A more recently introduced species is the flathead catfish. This predatory catfish reaches huge sizes in the lake and feeds on other catfish, as well as all species of panfish.

"We first noticed juvenile flathead catfish in our sampling in 1993," said Reid Garrett, Senior Environmental Specialist with Progress Energy -- Carolinas.

Progress Energy owns Sutton Lake. The lake's principal purpose is providing cooling water for the L.V. Sutton generating plant located on the southern side of the lake. A central dike divides the lake and several wing dikes extend from it and from the shoreline. This provides a long flow path, allowing hot water that is discharged into the lake to cool so it can be re-circulated through the power plant.

The arrival of flathead catfish was greeted with trepidation by biologists, and most likely occurred when an angler with good intentions introduced them into the lake. But no one knows for certain how the flatheads made their way into the lake. Biologists found the flatheads while sampling the lake and became alarmed, believing the bigger catfish had eaten or displaced the more desirable channel catfish and the native species in the lake.
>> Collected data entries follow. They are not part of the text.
PR #122, opened 2016-10-08
Add download/upload rate limit

### LINKED ISSUE #121: Throttle download/upload speed
Preventing torrent consumed all network bandwidth,  download/upload speed throttle options are needed.

hustcat:
Add download/upload rate limit. fix #121

### DIFF
--- a/client.go
+++ b/client.go
@@ -31,6 +31,7 @@ import (
 	"github.com/anacrolix/torrent/mse"
 	pp "github.com/anacrolix/torrent/peer_protocol"
 	"github.com/anacrolix/torrent/storage"
+	"golang.org/x/time/rate"
 )
 
 // Currently doesn't really queue, but should in the future.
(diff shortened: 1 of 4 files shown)


axet:
I do not think using time.Sleep is a good idea. You better to use socket window feature. For example do not read from socket for specified period of time (not sleeping, but not reading).

But let see what anacrolix thinks...

anacrolix:
It's a good attempt. I don't think you want to sleep while the client mutex is held. You need to consider the cases where a peer disconnects before we upload to them. That upload to some peers will starve others. That cancelled requests, that are removed from the connection write queue are also canceled from the limiter. If you can have a limiter with an infinite rate, that's preferable to introducing a nil case that has to be checked everywhere too.

hustcat:
@anacrolix  Sleep in downloadChunk is not a good idea. I made some changes.

anacrolix:
@hustcat 

I added a very primitive but functionally complete (I think) upload rate limiter. https://github.com/anacrolix/torrent/commit/836bb344f3602205275f9f6abbe9a986bb988e41

PR #126, opened 2016-10-19
Trivial HTTP support for adding torrent files by

teran:
Sometimes it's really usefull to do not download
torrent file locally but simply pass HTTP link
this patch adds such ability.

Signed-off-by: Igor Shishkin <me@teran.ru>


anacrolix:
Seems fair, thanks.

PR #128, opened 2016-11-04
feat: remove print BuildFromFilePath

Shamanoid:
removes the print of (path, err) in function BuildFromFilePath


Shamanoid:
It can become super noisy if you have dozens of files in the directory :)

PR #801, opened 2021-12-23
feat: dynamically complete `yarn create` CLIs

a7med-mahmoud:

Feature

Having `create-*` CLIs hardcoded in an array that Fig searches in.

Search for `create-*` term using npm API and load CLI spec dynamically if exists.


fedeci (approved):
Thanks!

import-brain (approved):

PR #804, opened 2021-12-26
Export all specs from index.ts

mschrage:
Exports all specs as modules. (Autogenerated in index.js)
It is challenging to use `@withfig/autocomplete` when installed as an `npm` package.
`import { git } from '@withfig/autocomplete'` or `import * as specs from '@withfig/autocomplete'`

**Additional info:**

The default export (a `string[]` of all completion files in `src/**.*.ts`) remains the same to ensure backwards compatibility


mschrage:
@fedeci @QuiiBz @sullivan-sean this PR still doesn't produce a fully idiomatic TypeScript npm package since the `.d.ts` types aren't generated. Any thoughts on how to resolve this?

Screen Shot 2021-12-26 at 6 21 20 PM

mschrage:
It might be as easy as generating a `.d.ts` file like this and referencing it in the `types` field of `package.json`:

```ts
declare module '@withfig/autocomplete' {
    export declare const git: Fig.Spec
    export declare const aws: Fig.Spec
    export declare const heroku: Fig.Spec
    ...
    const completions: string[]
    export default completions
}
```

generate-index.ts
```diff
@@ -25,10 +25,26 @@ const files = glob
...
+const commandTypeDeclarations = commands
+  .map((x) => `export declare const ${normalize(x)}: Fig.Spec`)
+  .join("\n");
+
+fs.writeFileSync(
+  "build/index.d.ts",
+  `${commandTypeDeclarations}
+
+const completions: string[]
+export default completions
```
fedeci, line 48:
```suggestion
declare const completions: string[]
export { completions as default }
```

generate-index.ts
```diff
@@ -25,10 +25,26 @@ const files = glob
...
+  `var e=[${files.join(",")}];export{e as default};${commandExports}`
+);
+
+const commandTypeDeclarations = commands
+  .map((x) => `export declare const ${normalize(x)}: Fig.Spec`)
+  .join("\n");
+
+fs.writeFileSync(
+  "build/index.d.ts",
+  `${commandTypeDeclarations}
```
fedeci, line 45:
```suggestion
  `import "@withfig/autocomplete-types"
  
${commandTypeDeclarations}
```

fedeci:
We are exporting ESModules from the packages, so we also need to specify `type: "module"` in the `package.json`.

fedeci (approved):

fedeci:
I don't think we need autocomplete-types as a dep, then we should be ready to merge it.

miketheman:
It appears the [build&release step is still broken](https://github.com/withfig/autocomplete/runs/4751487793?check_suite_focus=true#step:4:11) as a result of this change.
I corrected the lint error in #821 , and poked at how to resolve the ts-node issue, but got lost in the mess of what `ts-node` is even trying to do, or updating versions, etc.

By 2003, biologists estimated that over 1,000 large flathead catfish lived in the lake. But current sampling techniques no longer include rotenone, a poisoning technique that first turned up juvenile flatheads. All sampling now is through electrofishing, which does not provide as good a picture of the catfish population.

Initially biologists with the N.C. Wildlife Resources Commission and Progress Energy became alarmed when channel catfish disappeared from their samples. Flathead catfish are voracious predators and small catfish are one of their primary prey species.